== Segment start ==

Issue #554, opened 2020-07-30
Multi-location: stub out scheduler service


candu:
**Description**
As described in [recent dev planning and estimation](https://www.notion.so/bditto/Dev-planning-and-estimation-for-View-Data-View-Reports-b6e822d200e44900b371f99a5cbadf00), background execution of report generation jobs is likely to require a new service, which we're calling `scheduler` in the docs.

This task creates a stub service for that, building out all the pieces needed to have this working (but not actually implementing any of them).  It also ensures that documentation and component diagrams are up to date after this and previous changes to system architecture.

**Acceptance Criteria**
- [x] create new `scheduler` directory with `scheduler.js` and `README` files;
- [x] copy over hapi.js setup to `scheduler.js`;
- [x] write quick blurb about `scheduler` in `README`, and update other documentation as necessary;
- [x] add new `JobController` with stub endpoints for creating jobs, checking job status, and cancelling jobs;
- [x] define port regions for `web`, `reporter`, and `scheduler` to avoid port collisions in multi-`reporter` setup, and update configs accordingly;
- [x] add new `/scheduler` reverse-proxy mapping to `nginx` configs;
- [x] update MOVE component diagram to reflect parallel `reporter` instances and new `scheduler` service.

candu:
Updated component diagram at https://www.notion.so/bditto/MOVE-Physical-Component-Diagram-2a35b14ae84c4f15b8758dad19dfb81a - marking closed.

PR #568, opened 2020-08-05
Stub server for MOVE Scheduler

candu:
# Issue Addressed
This PR makes significant progress on #554 .

# Description
We introduce `scheduler`, a new backend service for managing background jobs.  To provide more flexibility for future scaling, we assign each major component of MOVE its own `8x00-8x99` port range, with ports `9x00-9x99` used as debug / info ports in local development.

# Tests
Ran all system components in local development, tested that they can be accessed both via `webpack-dev-server` proxies and via direct port access.  Need to deploy this to test `forever` / `nginx` configuration.


scripts/dev/flashcrow.conf
```diff
@@ -1,6 +1,6 @@
 location /api {
```
candu, line 1: why do we even have this file?  we've never used `nginx` in local development...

== Segment end ==

Task to complete: Search the listing above for the string "local" and return each line it appears on.

Response to the task:
We introduce `scheduler`, a new backend service for managing background jobs.  To provide more flexibility for future scaling, we assign each major component of MOVE its own `8x00-8x99` port range, with ports `9x00-9x99` used as debug / info ports in local development.
Ran all system components in local development, tested that they can be accessed both via `webpack-dev-server` proxies and via direct port access.  Need to deploy this to test `forever` / `nginx` configuration.
candu, line 1: why do we even have this file?  we've never used `nginx` in local development...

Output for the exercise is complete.